Google Veo 2 has done just that.
It's time to eat spaghetti. pic.twitter.com/AZO81w8JC0
— Jerrod Lew (@jerrod_lew) December 17, 2024
Will Smith and Pasta are just one of several strange “unofficial” benchmarks that will sweep the AI community in 2024. A 16-year-old developer built an app that lets an AI control Minecraft and tests its ability to design structures. Elsewhere, British programmers have created a platform where AI plays games like Pictionary and Connect 4 against each other.
It's not that there aren't any more academic tests of AI performance. So why did the weirdos explode?
Image credit: Paul Calcraft
First, many industry-standard AI benchmarks are largely obscure to the general public. Companies often cite AI's ability to answer Math Olympiad exam questions or find plausible solutions to doctoral-level problems. But most people, including you, use chatbots for things like replying to emails and doing basic research.

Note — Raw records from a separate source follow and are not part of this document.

PR #27800, opened 2024-06-07
fix(@angular/build): generate module preloads next to script elements in index HTML

clydin:
The `modulepreload` link elements for initial scripts are now generated next to the actual script elements that require the referenced preloaded scripts. This better represents the fetch priorities to the browser and also allows easier visual discovery of the relevant script related elements inside the index HTML.


alan-agius4 (approved):

clydin:

PR #27807, opened 2024-06-10
fix(@angular/build): Initiate PostCSS only once

### LINKED ISSUE #27804: postcss in Angular 18+ version running twice

compiler-cli, compiler

### Is this a regression?

Yes

### Description

In Angular 18+ versions, the PostCSS configuration appears to execute twice during both development and production builds. This behavior can cause issues, particularly for users employing plugins such as postcss-rtlcss. In Angular 17 and earlier versions, this issue did not occur.

**Steps to Reproduce:**

1. Create a postcss.config.json file with the postcss-rtlcss plugin configured.
2. Run the Angular application in development mode or build it for production.

**Expected Behavior:**

PostCSS should execute once, correctly applying the postcss-rtlcss plugin and preserving specific CSS comments for RTL processing (e.g., /*!rtl:begin:ignore*/).

**Observed Behavior:**

PostCSS runs twice:

1. The first execution correctly applies the RTL CSS transformations and respects the ignore comments, producing CSS compatible with both LTR and RTL styles.
2. The second execution occurs after the comments have been removed, causing postcss-rtlcss to apply transformations again, leading to unintended CSS changes where comments were intended to prevent modifications.

**Impact:**

This issue causes CSS styles to be incorrectly processed, particularly in areas where ignore comments are used to maintain certain styles. The double processing results in unexpected changes to the CSS, breaking the intended styling for both LTR and RTL directions.

**Request:**

Please investigate and resolve the issue of PostCSS running twice in Angular 18+ to ensure consistent and expected CSS processing. This will help maintain compatibility with plugins like postcss-rtlcss and preserve the integrity of the styling configurations.

https://github.com/oarshad/angular-postcss-issue

_No response_

```true
Angular Cli: 18.0.3
```

### Anything else?

_No response_

alan-agius4:
Previously, PostCSS was initialized three times (once for each preprocessor), resulting in plugins being applied multiple times to each instance. This issue occured due to a race condition triggered by multiple esbuild plugins.

Fixes #27804

### DIFF
--- a/packages/angular/build/src/tools/esbuild/stylesheets/stylesheet-plugin-factory.ts
+++ b/packages/angular/build/src/tools/esbuild/stylesheets/stylesheet-plugin-factory.ts
@@ -96,67 +96,21 @@ export interface StylesheetLanguage {
 const postcssProcessors = new Map<string, WeakRef<PostcssProcessor>>();
 
 export class StylesheetPluginFactory {
-  private postcssProcessor?: PostcssProcessor;
-
   constructor(
     private readonly options: StylesheetPluginOptions,
     private readonly cache?: LoadResultCache,
   ) {}
 
   create(language: Readonly<StylesheetLanguage>): Plugin {
+    const { cache, options, setupPostcss } = this;
+
     // Return a noop plugin if no load actions are required
-    if (
-      !language.process &&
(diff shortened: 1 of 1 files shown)


clydin (approved):

clydin:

Crowdsourced industry measures are not necessarily better or more beneficial.
For example, consider Chatbot Arena, a public benchmark that is avidly followed by many AI enthusiasts and developers. Chatbot Arena allows anyone on the web to evaluate how well AI performs at specific tasks, such as creating web apps or generating images. But evaluators tend to be unrepresentative, most of them from the AI and technology industry, and vote based on personal, specific, and elusive preferences.
Chatbot arena interface. Image credit: LMSYS
In a recent post on X, Wharton management professor Ethan Mollick pointed out another problem with many AI industry benchmarks. That's because you're not comparing the system's performance to the average person's performance.
“The fact that we don't have 30 different benchmarks from different organizations for medical, legal, quality of advice, etc. is a real shame because people are still using the system for these things. ” Mollick wrote.
Weird AI benchmarks like Connect 4, Minecraft, and Will Smith eating spaghetti are definitely not empirical or even generalizable. Just because an AI passes Will Smith's test doesn't mean it can successfully produce, say, a hamburger.
Be careful of typos. There is no model like the Claude 3.6 Sonnet. Image credit: Adonis Singh
One expert I spoke to about AI benchmarking suggested that the AI community is focused on the downstream impact of AI, rather than its capabilities in narrow areas. That's wise. But I have a feeling the strange benchmarks aren't going away anytime soon. It's not just funny. Who doesn't love watching an AI build a Minecraft castle? — but they are easy to understand. And, as my colleague Max Zeff recently wrote , the industry continues to grapple with distilling a technology as complex as AI into digestible marketing.
The only question in my mind is: What weird new benchmarks will be popular in 2025?